The first activity was to find out what students knew about Dijkstra. The goal was to include a little bit of the history of the field in the course - students should know something about the people who created computer science.
The discussion opened with a joke: to be a Computer Scientist, you need to know how to pronounce Dijkstra, and to spell Dijkstra. (Since Dijkstra is a Dutch name - it's spelling and pronounciation are unusual for Americans - the letters i-j-k rarely are used in sequence.
The student submissions gave a number of contributions that Dijkstra is known for. However, I think that several of the students got their answers from a web search!
If I were to think of a contribution by Dijkstra (other than the algorithm), I would list his paper paper: Goto's considered harmful.
Encourage students to have a look at the Dijkstra web page.
There is a short discussion of negative cost edges - this is to clear
up a few issues on negative cost edges. Dijstra's algorithm only
applies to the case where edges have non-negative cost edges, but
other algorithms handle negative cost edges.
This is a brief discussion of the run time of dijkstra's algorithm - for completeness. At about 13:00 the instructor asks the class how many operations are performed. (Note that the answer is on the slide). At 14:30 there are some questions about data structure run time.
Bottleneck shortest paths are introduced, and then students are asked to solve a larger example with student submissions. When students did this activity, I discovered that a number of the students had not understood the definition of the problem. (So working on the problem was effective at helping students understand what the problem was.)
The algorithm that is used is a simple modification of dijkstra's shortest paths algorithm.
At about 27:30 the instructor asks the question "how do you demonstrate that you understand an algorithm", and then spends several minutes talking about this.

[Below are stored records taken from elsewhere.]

PR #2226, opened 2025-11-13
[consensus/simplex] Restore Comments and Logs

patrick-ogrady:


consensus/src/simplex/actors/voter/state.rs
```diff
@@ -196,54 +203,63 @@ impl<E: Clock + Rng + CryptoRng + Metrics, S: Scheme, D: Digest> State<E, S, D>
...
+            return (retry, nullify, Some(Voter::Notarization(notarization)));
         }
         if let Some(nullification) = self.construct_nullification(entry_view, true) {
-            return (nullify, Some(Voter::Nullification(nullification)));
+            return (retry, nullify, Some(Voter::Nullification(nullification)));
         }
 
         // If we couldn't find any entry certificates, return the nullify
-        (nullify, None)
+        (retry, nullify, None)
```
patrick-ogrady, line 253: If a certificate for entry doesn't exist, we still need to indicate it is a replay (to avoid re-writing nullify)

consensus/src/simplex/actors/voter/state.rs
```diff
@@ -196,54 +203,63 @@ impl<E: Clock + Rng + CryptoRng + Metrics, S: Scheme, D: Digest> State<E, S, D>
...
+            return (retry, nullify, Some(Voter::Finalization(finalization)));
         }
         if let Some(notarization) = self.construct_notarization(entry_view, true) {
-            return (nullify, Some(Voter::Notarization(notarization)));
+            return (retry, nullify, Some(Voter::Notarization(notarization)));
         }
         if let Some(nullification) = self.construct_nullification(entry_view, true) {
-            return (nullify, Some(Voter::Nullification(nullification)));
+            return (retry, nullify, Some(Voter::Nullification(nullification)));
         }
```
patrick-ogrady, line 250: TODO: add a log here

consensus/src/simplex/actors/voter/actor.rs
```diff
@@ -527,6 +535,7 @@ impl<
             .await;
     }
 
+    /// Emits any votes or certificates that became available for `view`.
```
patrick-ogrady, line 543: TODO: add note we do this because our response is scoped to a view (so we don't need to check if any view can do something)

consensus/src/simplex/actors/voter/actor.rs
patrick-ogrady, line 1: TODO: don't log round and proposal (round is included in proposal)

consensus/src/simplex/actors/voter/state.rs
patrick-ogrady, line 1: TODO: note that signing can only fail if we aren't a participant, so we don't need to worry about waiting to update state (otherwise we will attempt each view).

patrick-ogrady, line 1: Add note there is a strong assumption we only receive votes for the leader payload.

consensus/src/simplex/actors/voter/slot.rs
patrick-ogrady, line 1: Rename `record_proposal` and `update` (confusing what each does?)

patrick-ogrady, line 1: Handle bug in update that doesn't overwrite proposal on equivocation.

30:48 the instructor asks which algorithms do you know for the minimum spanning tree. Student's answer Prim's algorithm and Kruskal's algorithm.
The instructor simulates Prim's algorithm, and then has the students
work through a submission of Prim's algorithm. The students are asked
to indicate the order that the edges are added by Prim's algorithm (so
that they show something other than just the final tree).
The instructor ended up skipping this student submission, so as to be
able to do the reverse delete algorithm instead, since time was
running short in class.
Done as a student submission after the algorithm was introduced.
After showing the student submission, the instructor talks briefly about Kruskal's algorithm.
The question is asked if Dijstra has a minimum spanning tree algorithm. The instructor then shows that Prim's algorithm has the same structure as Dijkstra's algorithm.